Input data

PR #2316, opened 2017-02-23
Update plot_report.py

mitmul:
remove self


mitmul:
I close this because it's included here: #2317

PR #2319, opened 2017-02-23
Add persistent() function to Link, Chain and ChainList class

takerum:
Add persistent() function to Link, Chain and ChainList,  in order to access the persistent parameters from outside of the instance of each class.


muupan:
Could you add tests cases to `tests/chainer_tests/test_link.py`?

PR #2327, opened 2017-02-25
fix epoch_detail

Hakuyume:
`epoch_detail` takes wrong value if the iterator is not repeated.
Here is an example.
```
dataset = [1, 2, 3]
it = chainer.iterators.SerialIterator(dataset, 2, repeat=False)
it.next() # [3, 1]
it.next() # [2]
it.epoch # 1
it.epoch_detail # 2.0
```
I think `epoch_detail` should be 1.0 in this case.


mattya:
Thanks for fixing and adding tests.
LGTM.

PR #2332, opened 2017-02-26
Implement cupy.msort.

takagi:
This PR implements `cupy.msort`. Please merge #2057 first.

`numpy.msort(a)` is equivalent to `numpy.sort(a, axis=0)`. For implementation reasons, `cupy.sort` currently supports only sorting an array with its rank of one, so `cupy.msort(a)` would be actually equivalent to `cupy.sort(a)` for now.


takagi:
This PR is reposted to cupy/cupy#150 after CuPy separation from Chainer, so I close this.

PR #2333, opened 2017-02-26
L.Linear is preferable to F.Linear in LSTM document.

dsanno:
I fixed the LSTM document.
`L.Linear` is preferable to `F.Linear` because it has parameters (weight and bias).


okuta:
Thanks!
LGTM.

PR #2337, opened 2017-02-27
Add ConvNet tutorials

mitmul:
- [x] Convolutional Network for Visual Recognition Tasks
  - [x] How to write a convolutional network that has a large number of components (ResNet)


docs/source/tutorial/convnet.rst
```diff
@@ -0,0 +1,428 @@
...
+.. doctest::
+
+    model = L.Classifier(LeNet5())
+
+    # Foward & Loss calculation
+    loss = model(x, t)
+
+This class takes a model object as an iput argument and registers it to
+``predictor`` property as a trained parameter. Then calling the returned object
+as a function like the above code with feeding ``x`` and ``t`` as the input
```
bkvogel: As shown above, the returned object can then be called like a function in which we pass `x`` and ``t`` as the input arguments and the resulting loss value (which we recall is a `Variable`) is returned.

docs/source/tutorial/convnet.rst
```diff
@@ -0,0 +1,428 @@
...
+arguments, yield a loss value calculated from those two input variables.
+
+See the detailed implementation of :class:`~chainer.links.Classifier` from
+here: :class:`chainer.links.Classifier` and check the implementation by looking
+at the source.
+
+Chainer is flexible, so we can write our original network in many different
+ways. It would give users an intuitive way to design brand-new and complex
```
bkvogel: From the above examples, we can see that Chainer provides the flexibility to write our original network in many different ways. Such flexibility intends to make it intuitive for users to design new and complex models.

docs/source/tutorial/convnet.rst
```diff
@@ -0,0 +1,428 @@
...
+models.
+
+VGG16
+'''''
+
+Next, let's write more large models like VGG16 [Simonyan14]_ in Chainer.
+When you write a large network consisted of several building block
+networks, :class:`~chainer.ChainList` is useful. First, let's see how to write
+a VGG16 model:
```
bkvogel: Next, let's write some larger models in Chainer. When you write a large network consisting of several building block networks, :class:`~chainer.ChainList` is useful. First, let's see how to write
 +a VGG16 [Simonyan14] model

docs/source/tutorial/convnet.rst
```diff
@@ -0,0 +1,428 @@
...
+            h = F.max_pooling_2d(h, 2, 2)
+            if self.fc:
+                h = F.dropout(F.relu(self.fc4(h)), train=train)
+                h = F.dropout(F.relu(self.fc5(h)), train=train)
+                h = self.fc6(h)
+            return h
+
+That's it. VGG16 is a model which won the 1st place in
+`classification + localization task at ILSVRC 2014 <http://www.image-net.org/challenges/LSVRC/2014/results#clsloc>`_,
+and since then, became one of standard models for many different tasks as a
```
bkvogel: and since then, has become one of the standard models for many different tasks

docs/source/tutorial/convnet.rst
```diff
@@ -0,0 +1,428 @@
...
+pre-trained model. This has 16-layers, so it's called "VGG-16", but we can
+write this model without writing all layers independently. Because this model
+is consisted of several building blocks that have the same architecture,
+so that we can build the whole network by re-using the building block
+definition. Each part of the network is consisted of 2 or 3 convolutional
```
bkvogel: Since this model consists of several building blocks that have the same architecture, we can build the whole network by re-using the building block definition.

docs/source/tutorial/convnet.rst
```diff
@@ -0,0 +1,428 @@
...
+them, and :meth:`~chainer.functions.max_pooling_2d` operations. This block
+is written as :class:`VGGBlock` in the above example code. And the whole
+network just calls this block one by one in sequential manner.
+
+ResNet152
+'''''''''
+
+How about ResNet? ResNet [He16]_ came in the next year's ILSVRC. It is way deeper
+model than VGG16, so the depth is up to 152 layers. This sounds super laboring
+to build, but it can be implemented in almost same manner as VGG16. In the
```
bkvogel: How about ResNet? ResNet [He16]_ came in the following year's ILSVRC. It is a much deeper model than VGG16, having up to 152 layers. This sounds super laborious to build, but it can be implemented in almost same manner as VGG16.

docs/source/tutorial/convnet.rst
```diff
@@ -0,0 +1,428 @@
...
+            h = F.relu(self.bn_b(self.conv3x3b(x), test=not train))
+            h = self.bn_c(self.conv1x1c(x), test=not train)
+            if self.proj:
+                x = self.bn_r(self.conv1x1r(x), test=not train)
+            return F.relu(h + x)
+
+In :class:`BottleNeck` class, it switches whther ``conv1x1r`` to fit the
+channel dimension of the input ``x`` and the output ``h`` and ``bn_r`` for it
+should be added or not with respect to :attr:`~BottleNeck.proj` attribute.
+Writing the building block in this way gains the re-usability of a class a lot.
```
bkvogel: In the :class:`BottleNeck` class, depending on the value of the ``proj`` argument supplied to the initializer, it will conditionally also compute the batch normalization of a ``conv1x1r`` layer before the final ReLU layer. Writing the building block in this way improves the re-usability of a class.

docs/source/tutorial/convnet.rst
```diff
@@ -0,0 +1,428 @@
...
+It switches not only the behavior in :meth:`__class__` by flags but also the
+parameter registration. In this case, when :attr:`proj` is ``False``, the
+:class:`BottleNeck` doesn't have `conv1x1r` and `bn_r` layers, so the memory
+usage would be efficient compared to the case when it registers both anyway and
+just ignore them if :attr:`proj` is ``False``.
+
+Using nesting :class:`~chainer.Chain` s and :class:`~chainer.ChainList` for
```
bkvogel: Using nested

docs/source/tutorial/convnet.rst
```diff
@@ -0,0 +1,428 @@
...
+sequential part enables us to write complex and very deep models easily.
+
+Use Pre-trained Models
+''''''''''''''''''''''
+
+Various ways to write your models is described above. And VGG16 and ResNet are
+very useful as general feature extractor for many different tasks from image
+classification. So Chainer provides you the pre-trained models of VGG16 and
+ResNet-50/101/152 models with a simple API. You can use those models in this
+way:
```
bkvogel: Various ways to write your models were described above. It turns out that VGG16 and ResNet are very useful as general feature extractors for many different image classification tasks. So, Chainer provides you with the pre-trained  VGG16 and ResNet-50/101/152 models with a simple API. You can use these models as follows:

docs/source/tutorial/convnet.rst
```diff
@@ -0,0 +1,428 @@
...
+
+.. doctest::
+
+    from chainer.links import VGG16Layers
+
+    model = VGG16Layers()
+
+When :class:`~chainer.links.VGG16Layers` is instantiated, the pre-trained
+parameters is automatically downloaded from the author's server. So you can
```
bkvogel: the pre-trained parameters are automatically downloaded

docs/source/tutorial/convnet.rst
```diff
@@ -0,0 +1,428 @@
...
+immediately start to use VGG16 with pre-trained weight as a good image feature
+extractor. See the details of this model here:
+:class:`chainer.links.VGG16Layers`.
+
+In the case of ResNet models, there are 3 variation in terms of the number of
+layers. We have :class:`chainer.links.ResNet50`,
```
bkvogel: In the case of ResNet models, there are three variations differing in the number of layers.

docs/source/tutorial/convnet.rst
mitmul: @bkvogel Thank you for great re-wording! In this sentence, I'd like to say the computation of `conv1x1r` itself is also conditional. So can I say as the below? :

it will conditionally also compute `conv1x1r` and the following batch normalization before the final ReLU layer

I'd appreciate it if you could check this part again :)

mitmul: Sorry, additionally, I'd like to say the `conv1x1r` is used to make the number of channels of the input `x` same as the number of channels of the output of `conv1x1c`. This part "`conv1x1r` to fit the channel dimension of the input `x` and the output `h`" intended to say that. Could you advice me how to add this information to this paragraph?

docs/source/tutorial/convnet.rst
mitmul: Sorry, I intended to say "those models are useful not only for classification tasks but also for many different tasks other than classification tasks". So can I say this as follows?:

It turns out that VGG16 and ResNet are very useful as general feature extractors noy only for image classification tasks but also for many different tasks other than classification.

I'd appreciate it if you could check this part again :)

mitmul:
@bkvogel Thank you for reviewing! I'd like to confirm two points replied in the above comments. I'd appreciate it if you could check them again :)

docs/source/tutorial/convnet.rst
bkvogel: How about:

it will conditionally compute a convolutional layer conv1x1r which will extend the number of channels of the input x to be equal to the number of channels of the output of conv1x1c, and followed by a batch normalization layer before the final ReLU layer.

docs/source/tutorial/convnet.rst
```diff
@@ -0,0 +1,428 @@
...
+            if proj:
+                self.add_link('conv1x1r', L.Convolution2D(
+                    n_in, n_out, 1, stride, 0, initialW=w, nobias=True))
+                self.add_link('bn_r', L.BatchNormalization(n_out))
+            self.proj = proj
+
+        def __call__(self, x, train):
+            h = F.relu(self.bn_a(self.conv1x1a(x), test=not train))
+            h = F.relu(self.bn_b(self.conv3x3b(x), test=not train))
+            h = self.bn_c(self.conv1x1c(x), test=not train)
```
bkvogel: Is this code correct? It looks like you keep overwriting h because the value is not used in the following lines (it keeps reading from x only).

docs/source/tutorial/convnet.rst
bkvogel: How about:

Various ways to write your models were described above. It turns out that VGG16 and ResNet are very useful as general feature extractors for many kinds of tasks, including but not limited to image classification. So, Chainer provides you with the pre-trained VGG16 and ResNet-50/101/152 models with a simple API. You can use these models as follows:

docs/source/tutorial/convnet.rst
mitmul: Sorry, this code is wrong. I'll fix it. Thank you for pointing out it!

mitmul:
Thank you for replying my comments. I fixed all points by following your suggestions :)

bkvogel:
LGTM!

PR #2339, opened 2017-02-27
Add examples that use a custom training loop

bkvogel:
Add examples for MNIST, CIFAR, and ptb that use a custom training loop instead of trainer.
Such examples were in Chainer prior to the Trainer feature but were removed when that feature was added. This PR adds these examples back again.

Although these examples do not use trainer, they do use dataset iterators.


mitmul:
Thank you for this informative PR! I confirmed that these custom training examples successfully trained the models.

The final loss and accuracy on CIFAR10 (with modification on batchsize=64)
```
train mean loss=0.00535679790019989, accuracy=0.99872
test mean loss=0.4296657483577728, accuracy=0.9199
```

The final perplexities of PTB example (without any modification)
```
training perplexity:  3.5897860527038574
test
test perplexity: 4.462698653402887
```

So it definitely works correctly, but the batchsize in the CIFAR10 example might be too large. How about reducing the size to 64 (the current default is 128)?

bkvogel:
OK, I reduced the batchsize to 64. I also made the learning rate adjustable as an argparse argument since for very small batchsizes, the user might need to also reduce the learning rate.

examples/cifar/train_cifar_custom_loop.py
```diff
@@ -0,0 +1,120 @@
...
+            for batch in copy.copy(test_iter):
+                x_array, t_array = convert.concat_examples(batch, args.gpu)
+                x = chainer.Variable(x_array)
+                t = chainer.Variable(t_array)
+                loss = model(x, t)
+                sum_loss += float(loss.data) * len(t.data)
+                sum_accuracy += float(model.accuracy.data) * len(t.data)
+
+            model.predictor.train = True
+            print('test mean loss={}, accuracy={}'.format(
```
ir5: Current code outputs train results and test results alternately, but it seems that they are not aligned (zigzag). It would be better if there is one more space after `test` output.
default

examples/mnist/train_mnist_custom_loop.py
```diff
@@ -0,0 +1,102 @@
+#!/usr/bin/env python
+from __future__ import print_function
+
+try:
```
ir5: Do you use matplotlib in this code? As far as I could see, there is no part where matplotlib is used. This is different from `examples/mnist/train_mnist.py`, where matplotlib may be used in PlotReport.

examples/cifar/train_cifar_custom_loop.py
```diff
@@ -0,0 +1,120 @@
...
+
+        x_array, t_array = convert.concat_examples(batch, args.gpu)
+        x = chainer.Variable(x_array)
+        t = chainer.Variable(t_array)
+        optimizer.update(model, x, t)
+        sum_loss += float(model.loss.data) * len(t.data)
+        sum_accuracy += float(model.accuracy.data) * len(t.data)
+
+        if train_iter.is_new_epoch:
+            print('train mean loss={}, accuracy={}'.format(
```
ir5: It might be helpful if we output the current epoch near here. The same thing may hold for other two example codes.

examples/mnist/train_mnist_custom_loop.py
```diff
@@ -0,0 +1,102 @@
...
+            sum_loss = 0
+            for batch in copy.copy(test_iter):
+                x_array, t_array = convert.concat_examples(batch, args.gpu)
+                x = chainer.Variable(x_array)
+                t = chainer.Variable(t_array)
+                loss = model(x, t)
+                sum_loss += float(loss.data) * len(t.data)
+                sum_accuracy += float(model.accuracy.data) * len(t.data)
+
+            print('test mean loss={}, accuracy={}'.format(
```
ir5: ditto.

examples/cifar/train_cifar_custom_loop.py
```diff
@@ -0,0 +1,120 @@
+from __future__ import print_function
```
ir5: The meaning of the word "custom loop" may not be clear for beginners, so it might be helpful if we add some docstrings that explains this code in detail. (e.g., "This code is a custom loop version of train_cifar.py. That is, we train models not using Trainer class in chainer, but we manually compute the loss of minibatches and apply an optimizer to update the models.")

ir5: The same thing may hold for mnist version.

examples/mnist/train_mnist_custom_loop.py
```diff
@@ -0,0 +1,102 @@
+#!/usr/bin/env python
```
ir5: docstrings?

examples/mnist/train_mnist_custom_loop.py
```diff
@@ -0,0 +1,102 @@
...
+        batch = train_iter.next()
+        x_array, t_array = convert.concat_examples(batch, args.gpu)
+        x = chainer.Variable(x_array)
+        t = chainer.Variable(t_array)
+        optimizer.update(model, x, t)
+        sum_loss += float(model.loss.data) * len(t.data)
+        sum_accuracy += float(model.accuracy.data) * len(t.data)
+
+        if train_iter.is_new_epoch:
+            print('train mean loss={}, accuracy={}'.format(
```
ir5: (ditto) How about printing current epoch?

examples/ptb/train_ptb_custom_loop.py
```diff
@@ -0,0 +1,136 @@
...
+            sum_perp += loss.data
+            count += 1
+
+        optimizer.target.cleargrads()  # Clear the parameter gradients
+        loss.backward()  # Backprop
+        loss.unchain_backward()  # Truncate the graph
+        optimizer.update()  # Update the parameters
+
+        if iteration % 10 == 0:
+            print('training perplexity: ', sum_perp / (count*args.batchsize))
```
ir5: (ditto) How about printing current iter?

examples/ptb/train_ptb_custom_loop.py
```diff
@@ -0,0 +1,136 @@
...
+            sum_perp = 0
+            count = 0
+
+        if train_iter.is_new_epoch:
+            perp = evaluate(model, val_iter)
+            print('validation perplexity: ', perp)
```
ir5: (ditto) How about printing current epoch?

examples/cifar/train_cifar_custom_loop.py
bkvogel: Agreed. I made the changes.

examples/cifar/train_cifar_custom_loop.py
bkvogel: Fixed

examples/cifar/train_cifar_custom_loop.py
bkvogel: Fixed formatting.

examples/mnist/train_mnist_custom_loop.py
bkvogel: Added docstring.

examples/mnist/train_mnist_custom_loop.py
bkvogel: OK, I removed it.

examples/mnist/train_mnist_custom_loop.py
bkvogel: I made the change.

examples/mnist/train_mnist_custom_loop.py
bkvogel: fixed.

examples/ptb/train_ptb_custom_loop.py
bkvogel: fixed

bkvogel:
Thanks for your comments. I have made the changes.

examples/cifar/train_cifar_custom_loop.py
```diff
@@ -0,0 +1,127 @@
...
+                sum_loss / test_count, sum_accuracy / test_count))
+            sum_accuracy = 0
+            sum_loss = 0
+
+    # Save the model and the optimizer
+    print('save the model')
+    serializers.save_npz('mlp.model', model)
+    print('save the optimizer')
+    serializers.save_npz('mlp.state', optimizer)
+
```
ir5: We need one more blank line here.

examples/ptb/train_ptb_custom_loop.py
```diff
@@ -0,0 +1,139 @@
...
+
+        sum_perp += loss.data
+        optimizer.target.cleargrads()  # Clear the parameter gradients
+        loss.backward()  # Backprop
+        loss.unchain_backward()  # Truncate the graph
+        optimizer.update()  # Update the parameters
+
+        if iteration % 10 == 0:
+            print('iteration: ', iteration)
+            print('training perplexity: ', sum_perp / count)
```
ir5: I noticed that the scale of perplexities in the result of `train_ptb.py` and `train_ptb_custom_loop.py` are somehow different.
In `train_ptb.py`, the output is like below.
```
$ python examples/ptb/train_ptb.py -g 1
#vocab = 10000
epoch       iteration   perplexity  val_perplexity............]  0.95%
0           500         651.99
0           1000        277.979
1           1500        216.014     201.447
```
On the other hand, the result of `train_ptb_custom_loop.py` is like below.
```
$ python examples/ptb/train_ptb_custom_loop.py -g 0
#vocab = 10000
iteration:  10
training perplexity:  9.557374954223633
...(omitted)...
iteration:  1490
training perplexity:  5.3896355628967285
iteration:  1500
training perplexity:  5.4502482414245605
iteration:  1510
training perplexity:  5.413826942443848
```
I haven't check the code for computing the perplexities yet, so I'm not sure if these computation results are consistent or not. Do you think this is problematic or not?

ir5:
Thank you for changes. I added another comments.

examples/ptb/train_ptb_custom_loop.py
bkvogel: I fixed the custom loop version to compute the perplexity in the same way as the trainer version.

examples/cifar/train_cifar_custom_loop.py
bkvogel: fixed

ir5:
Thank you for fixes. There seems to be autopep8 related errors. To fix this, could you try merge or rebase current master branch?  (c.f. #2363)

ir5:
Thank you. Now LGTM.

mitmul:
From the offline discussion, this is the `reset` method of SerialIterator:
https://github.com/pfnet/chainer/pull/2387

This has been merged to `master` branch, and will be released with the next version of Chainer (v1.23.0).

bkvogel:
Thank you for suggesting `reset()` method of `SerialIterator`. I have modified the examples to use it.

What you need to do
Task for the records above: copy every line in which the word "perplexities" occurs.

Answer below
The final perplexities of PTB example (without any modification)
ir5: I noticed that the scale of perplexities in the result of `train_ptb.py` and `train_ptb_custom_loop.py` are somehow different.
I haven't check the code for computing the perplexities yet, so I'm not sure if these computation results are consistent or not. Do you think this is problematic or not?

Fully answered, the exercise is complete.